Every line below that holds the word "Makefile" must be listed.

> [Collection entries]:

_ _ _ _

PR #634, opened 2020-10-28
tier1, Add kubernetes nmstate tier1 automation test

RamLavi:
**What this PR does / why we need it**:
This PR adds a script that runs nmstate e2e test on CNAO cluster

**Special notes for your reviewer**:

**Release note**:

```release-note
NONE
```

PR #633, opened 2020-10-28
tier1, Add bridge-marker tier1 automation test

RamLavi:
**What this PR does / why we need it**:
this PR adds a script that runs bridge-marker e2e test on CNAO cluster

**Special notes for your reviewer**:
This PR depends on bridge-marker [PR](https://github.com/kubevirt/bridge-marker/pull/20) merger.
**Release note**:

```release-note
NONE
```

PR #635, opened 2020-10-29
fix cluster scripts

RamLavi:
This PR adds a few fixes to cluster folder, as a preliminary work for future tier1 tests PRs: #633, #634, #631.

- **cluster scripts, Fix scripts to work from remote paths**
Currently, kubectl.sh, up.sh, down.sh and cli.sh scripts cannot work
from remote paths, since they depend to be working
from CNAO's repo root path.
This was not an issue until now, since script were
only operated from Makefile targets.
This currently prevents us from running these scripts
from another folder, a functionality needed for tier1
tests.
Fixed the scripts to use the script path instead of
relative path.

- **cluster scripts, Fix ambiguous between cluster and vendored _kubevirtci folders**
Currently, both _kubecirtci/ and cluster/ scripts
use the KUBEVIRTCI_PATH var. The issue is that they
point to different paths.
This was not an issue until now because they are only
used internally.
However if one tries to set this variable and calls a script
that use both scripts (for example cluster/kubectl.sh) then the
script breaks due to this mismatch.
kubevirtci.sh script namings further contibute to this ambiguity.
-- Changed cluster/ scripts to use different variable name: CLUSTER_PATH
-- Changed kubevirtci.sh script name to cluster.sh
-- Fixed script function names accordingly: cluster::<function-name>

- **cluster-scripts, Add ssh.sh script**
In order to use ssh.sh in future tier1
tests, we add the ssh.sh script.

- **cluster scripts, Fix kubevirtci.sh to remove _kubevirtci folder**
Currently, when kubevirtci commit version is changed, we get
an error when accessing kubevirtci::install.
Added a fix that will clean up the old _kubevirtci folder

**Release note**:

```release-note
NONE
```

### DIFF
--- a/automation/components-functests.setup.sh
+++ b/automation/components-functests.setup.sh
@@ -19,7 +19,7 @@ set -exu
 
 source hack/components/git-utils.sh
 source hack/components/yaml-utils.sh
-source cluster/kubevirtci.sh
+source cluster/cluster.sh
 
 teardown() {
     make cluster-down
@@ -34,7 +34,7 @@ make cluster-down cluster-up
 
 # Export .kubeconfig full path, so it will be possible
 # to use 'kubectl' directly from the component directory path
-export KUBECONFIG=$(kubevirtci::kubeconfig)
+export KUBECONFIG=$(cluster::kubeconfig)
 
 # Deploy CNAO latest changes
 make cluster-operator-push
--- a/automation/components-functests.setup.sh
+++ b/automation/components-functests.setup.sh
@@ -41,7 +41,7 @@ make cluster-operator-push
 make cluster-operator-install
 
 # Deploy all network addons components with CNAO
-    cat <<EOF | kubectl apply -f -
+    cat <<EOF | cluster/kubectl.sh apply -f -
 apiVersion: networkaddonsoperator.network.kubevirt.io/v1alpha1
 kind: NetworkAddonsConfig
 metadata:
@@ -58,7 +58,7 @@ spec:
   imagePullPolicy: Always
 EOF
 
-kubectl wait networkaddonsconfig cluster --for condition=Available --timeout=13m
+cluster/kubectl.sh wait networkaddonsconfig cluster --for condition=Available --timeout=13m
 
 # Clone component repository
 component_url=$(yaml-utils::get_component_url ${COMPONENT})
--- a/cluster/cli.sh
+++ b/cluster/cli.sh
@@ -15,7 +15,7 @@
 # limitations under the License.
 
 SCRIPTS_PATH="$(dirname "$(realpath "$0")")"
-source ${SCRIPTS_PATH}/kubevirtci.sh
-kubevirtci::install
+source ${SCRIPTS_PATH}/cluster.sh
+cluster::install
 
-$(kubevirtci::path)/cluster-up/cli.sh "$@"
+$(cluster::path)/cluster-up/cli.sh "$@"
--- a/cluster/cli.sh
+++ b/cluster/cli.sh
@@ -14,7 +14,8 @@
 # See the License for the specific language governing permissions and
 # limitations under the License.
 
-source ./cluster/kubevirtci.sh
+SCRIPTS_PATH="$(dirname "$(realpath "$0")")"
+source ${SCRIPTS_PATH}/kubevirtci.sh
 kubevirtci::install
 
 $(kubevirtci::path)/cluster-up/cli.sh "$@"
--- a/cluster/cluster.sh
+++ b/cluster/cluster.sh
@@ -15,10 +15,26 @@
 export KUBEVIRT_PROVIDER=${KUBEVIRT_PROVIDER:-'k8s-1.17'}
 
 KUBEVIRTCI_VERSION='0b941ea5dc647d3aea6f6a6fff95563d6ce0445e'
+KUBEVIRTCI_REPO='https://github.com/kubevirt/kubevirtci.git'
 # The CLUSTER_PATH var is used in cluster folder and points to the _kubevirtci where the cluster is deployed from.
 CLUSTER_PATH=${CLUSTER_PATH:-"${PWD}/_kubevirtci/"}
 
+function cluster::_get_repo() {
+    git --git-dir ${CLUSTER_PATH}/.git remote get-url origin
+}
+
+function cluster::_get_version() {
+    git --git-dir ${CLUSTER_PATH}/.git log --format="%H" -n 1
+}
+
 function cluster::install() {
+    # Remove cloned kubevirtci repository if it does not match the requested one
+    if [ -d ${CLUSTER_PATH} ]; then
+        if [ $(cluster::_get_repo) != ${KUBEVIRTCI_REPO} -o $(cluster::_get_version) != ${KUBEVIRTCI_VERSION} ]; then
+            rm -rf ${CLUSTER_PATH}
+        fi
+    fi
+
     if [ ! -d ${CLUSTER_PATH} ]; then
         git clone https://github.com/kubevirt/kubevirtci.git ${CLUSTER_PATH}
         (
--- a/cluster/cluster.sh
+++ b/cluster/cluster.sh
@@ -15,22 +15,23 @@
 export KUBEVIRT_PROVIDER=${KUBEVIRT_PROVIDER:-'k8s-1.17'}
 
 KUBEVIRTCI_VERSION='0b941ea5dc647d3aea6f6a6fff95563d6ce0445e'
-KUBEVIRTCI_PATH="${PWD}/_kubevirtci"
+# The CLUSTER_PATH var is used in cluster folder and points to the _kubevirtci where the cluster is deployed from.
+CLUSTER_PATH=${CLUSTER_PATH:-"${PWD}/_kubevirtci/"}
 
-function kubevirtci::install() {
-    if [ ! -d ${KUBEVIRTCI_PATH} ]; then
-        git clone https://github.com/kubevirt/kubevirtci.git ${KUBEVIRTCI_PATH}
+function cluster::install() {
+    if [ ! -d ${CLUSTER_PATH} ]; then
+        git clone https://github.com/kubevirt/kubevirtci.git ${CLUSTER_PATH}
         (
-            cd ${KUBEVIRTCI_PATH}
+            cd ${CLUSTER_PATH}
             git checkout ${KUBEVIRTCI_VERSION}
         )
     fi
 }
 
-function kubevirtci::path() {
-    echo -n ${KUBEVIRTCI_PATH}
+function cluster::path() {
+    echo -n ${CLUSTER_PATH}
 }
 
-function kubevirtci::kubeconfig() {
-    echo -n ${KUBEVIRTCI_PATH}/_ci-configs/${KUBEVIRT_PROVIDER}/.kubeconfig
+function cluster::kubeconfig() {
+    echo -n ${CLUSTER_PATH}/_ci-configs/${KUBEVIRT_PROVIDER}/.kubeconfig
 }
--- a/cluster/down.sh
+++ b/cluster/down.sh
@@ -16,7 +16,8 @@
 
 set -ex
 
-source ./cluster/kubevirtci.sh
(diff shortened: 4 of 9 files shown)


cluster/cli.sh
```diff
@@ -14,7 +14,8 @@
 # See the License for the specific language governing permissions and
 # limitations under the License.
 
-source ./cluster/kubevirtci.sh
+SCRIPTPATH="$( cd "$(dirname "$0")" >/dev/null 2>&1 ; pwd -P )"
```
phoracek, line 17: SCRIPTS_PATH

cluster/kubevirtci.sh
```diff
@@ -15,22 +15,39 @@
 export KUBEVIRT_PROVIDER=${KUBEVIRT_PROVIDER:-'k8s-1.17'}
 
 KUBEVIRTCI_VERSION='0b941ea5dc647d3aea6f6a6fff95563d6ce0445e'
-KUBEVIRTCI_PATH="${PWD}/_kubevirtci"
+KUBEVIRTCI_REPO='https://github.com/kubevirt/kubevirtci.git'
+KUBEVIRTCI_PATH=${KUBEVIRTCI_PATH:-"${PWD}/_kubevirtci/cluster-up/"}
+KUBEVIRTCI_PARENT_PATH="$(dirname "$KUBEVIRTCI_PATH")"
```
phoracek, line 20: It is weird that you setup full path on the previous line and then shorten it here. I'd expect first to setup the parent and then just extend it with the subdirectory

phoracek, line 20: This is KUBEVIRTCI_PATH and the one above is CLUSTER_UP_PATH, no?

cluster/kubevirtci.sh
```diff
@@ -15,22 +15,39 @@
...
+
+function kubevirtci::_get_version() {
+    git --git-dir ${KUBEVIRTCI_PARENT_PATH}/.git log --format="%H" -n 1
+}
 
 function kubevirtci::install() {
-    if [ ! -d ${KUBEVIRTCI_PATH} ]; then
-        git clone https://github.com/kubevirt/kubevirtci.git ${KUBEVIRTCI_PATH}
+    # Remove cloned kubevirtci repository if it does not match the requested one
+    if [ -d ${KUBEVIRTCI_PARENT_PATH} ]; then
```
phoracek, line 32: nice!

cluster/kubevirtci.sh
```diff
@@ -15,22 +15,39 @@
 export KUBEVIRT_PROVIDER=${KUBEVIRT_PROVIDER:-'k8s-1.17'}
 
 KUBEVIRTCI_VERSION='0b941ea5dc647d3aea6f6a6fff95563d6ce0445e'
-KUBEVIRTCI_PATH="${PWD}/_kubevirtci"
+KUBEVIRTCI_REPO='https://github.com/kubevirt/kubevirtci.git'
+KUBEVIRTCI_PATH=${KUBEVIRTCI_PATH:-"${PWD}/_kubevirtci/cluster-up/"}
```
phoracek, line 19: We are not using this anywhere, are we?

phoracek (changes requested):

cluster/kubevirtci.sh
RamLavi: I know what you mean,  let me explain my reasoning:
_kubevirtci is using the path with `cluster-up/`, like so:
- _kubevirtci's `KUBEVIRTCI_PATH`: `/tmp/cnao/cluster-network-addons-operator/_kubevirtci/cluster-up/`
- cluster's `KUBEVIRTCI_PATH`: `/tmp/cnao/cluster-network-addons-operator/_kubevirtci/`

it would be more reasonable to change `KUBEVIRTCI_PATH` to the one `cluster` is using, but this would mean doing this change in kubevirtci, which would potentially break every repo using it. 

So I ended up thinking it's not worth it to change it there and I should just make it here like so.
What do you think? should I fix it in kubevirtci?

RamLavi: yes, but for the same [reasoning](https://github.com/kubevirt/cluster-network-addons-operator/pull/635#discussion_r514416276)  - I thought to call it like so.

cluster/kubevirtci.sh
RamLavi: took it from @qinqon's knmstate :)

cluster/kubevirtci.sh
RamLavi: `KUBEVIRTCI_PATH` is used in `cluster`'s `kubevirtci.sh` and in `_kubevirtci` folder.

cluster/cli.sh
RamLavi: Done

cluster/kubevirtci.sh
```diff
@@ -15,22 +15,39 @@
...
-            cd ${KUBEVIRTCI_PATH}
+            cd ${KUBEVIRTCI_PARENT_PATH}
             git checkout ${KUBEVIRTCI_VERSION}
         )
     fi
 }
 
 function kubevirtci::path() {
-    echo -n ${KUBEVIRTCI_PATH}
+    echo -n ${KUBEVIRTCI_PARENT_PATH}
```
phoracek, line 48: This is part of the confusion for me. kubevirtci::path does not return KUBEVIRTCI_PATH.

To make the distinction clear, would it make sense to rename this script to cluster.sh and all kubevirtci:: as well?

Overloading of the name kubevirtci is killing me here.

cluster/kubevirtci.sh
phoracek: Please add a comment noting that this variable is used only by vendored kubevirtci scripts. And make sure that we don't use in in any of our scripts.

cluster/kubevirtci.sh
phoracek: Can we rename this to CLUSTER_PATH then?

phoracek (changes requested):

cluster/kubevirtci.sh
RamLavi: Done

cluster/kubevirtci.sh
RamLavi: I think `CLUSTER_KUBEVIRTCI_PATH` would be better, as it points to the _kubevirtci where the cluster is spun. tell me what you think

RamLavi: wait.. the vendored already iuse `KUBEVIRTCI_CLUSTER_PATH` .. 
they took all the d=good names :) 

let's stick to `CLUSTER_PATH` then

RamLavi:
/retest
flaky lot

cluster/cluster.sh
```diff
@@ -15,11 +15,27 @@
...
 function cluster::install() {
+    # Remove cloned kubevirtci repository if it does not match the requested one
+    if [ -d ${CLUSTER_PATH} ]; then
+        if [ $(cluster::_get_repo) != ${KUBEVIRTCI_REPO} -o $(cluster::_get_version) != ${KUBEVIRTCI_VERSION} ]; then
+            rm -rf ${CLUSTER_PATH}
+        fi
+    fi
+
     if [ ! -d ${CLUSTER_PATH} ]; then
         git clone https://github.com/kubevirt/kubevirtci.git ${CLUSTER_PATH}
```
ormergi, line 40: Hey we can optimize this to get only the latest commit with adding `--branch master --depth 1`

ormergi (commented):
Good catch!
You can simplify SCRIPTS_PATH with `$(dirname "$(realpath "$0")")`

cluster/cluster.sh
RamLavi: when I tried it I got an error:
```
+ git clone --branch master --depth 1 https://github.com/kubevirt/kubevirtci.git /home/ralavi/go/src/github.com/kubevirt/cluster-network-addons-operator/_kubevirtci/
Cloning into '/home/ralavi/go/src/github.com/kubevirt/cluster-network-addons-operator/_kubevirtci'...
remote: Enumerating objects: 1874, done.
remote: Counting objects: 100% (1874/1874), done.
remote: Compressing objects: 100% (1358/1358), done.
remote: Total 1874 (delta 565), reused 1543 (delta 445), pack-reused 0
Receiving objects: 100% (1874/1874), 3.57 MiB | 717.00 KiB/s, done.
Resolving deltas: 100% (565/565), done.
+ cd /home/ralavi/go/src/github.com/kubevirt/cluster-network-addons-operator/_kubevirtci/
+ git checkout 0b941ea5dc647d3aea6f6a6fff95563d6ce0445e
fatal: reference is not a tree: 0b941ea5dc647d3aea6f6a6fff95563d6ce0445e
make: *** [Makefile:123: cluster-up] Error 128

```

RamLavi:
@ormergi changes [here](https://github.com/kubevirt/cluster-network-addons-operator/compare/6d24dbfc5d8a61c5db5f23726a76992afc5d20dd..16fe247ea10df2a2a9d3df245840b154e078e7b1)

cluster/cluster.sh
ormergi: Thanks for trying!

ormergi (approved):
Thanks

automation/components-functests.setup.sh
```diff
@@ -34,14 +34,14 @@ make cluster-down cluster-up
 
 # Export .kubeconfig full path, so it will be possible
```
phoracek, line 35: KUBECONFIG is not needed since you switched from kubectl to cluster/kubectl.sh, is it?

cluster/cluster.sh
```diff
@@ -0,0 +1,54 @@
...
+# distributed under the License is distributed on an "AS IS" BASIS,
+# WITHOUT WARRANTIES OR CONDITIONS OF ANY KIND, either express or implied.
+# See the License for the specific language governing permissions and
+# limitations under the License.
+
+export KUBEVIRT_PROVIDER=${KUBEVIRT_PROVIDER:-'k8s-1.17'}
+
+KUBEVIRTCI_VERSION='0b941ea5dc647d3aea6f6a6fff95563d6ce0445e'
+KUBEVIRTCI_REPO='https://github.com/kubevirt/kubevirtci.git'
+# KUBEVIRTCI_PATH var shoud be used only in vendored _kubecirtci folder
```
phoracek, line 19: You are talking about KUBEVIRTCI_PATH, but I don't see such thing around

phoracek (changes requested):

automation/components-functests.setup.sh
RamLavi: This is actually needed, some tests simply need KUBECONFIG (for example [knmstate](https://github.com/nmstate/kubernetes-nmstate/blob/master/hack/run-e2e-test-handler.sh#L4) and [ovs-cni](https://github.com/kubevirt/ovs-cni/blob/master/hack/functests.sh#L23))

cluster/cluster.sh
RamLavi: well yes, you asked me to remove them entirely from cluster folder. :) 
I left this comment for so that future us might avoid using it again..

automation/components-functests.setup.sh
phoracek: But it is not a general requirement for all the e2e lanes. Would it make sense to have this export in each component-specific script? Keep it close to the user and don't turn this into a junkyard of all that may be needed.

cluster/cluster.sh
phoracek: Documenting all things we should not do would get out of hand pretty fast. You see that this one got out of context for me even before we merged it... I'd prefer to drop it and repeat our conversation when we attempt to use this variable here in the future again.

RamLavi: Done

automation/components-functests.setup.sh
RamLavi: I agree, but keep in mind this script only runs on tier1 test scripts. 
it's a general requirement for tier1 tests, since they all run on external cluster (CNAO's)

phoracek: Well, I don't have a terribly strong argument against it. Let's go with your proposal then.

phoracek (approved):
/lgtm
/approve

_ _ _ _

> [Solution to this exercise]:
only operated from Makefile targets.
make: *** [Makefile:123: cluster-up] Error 128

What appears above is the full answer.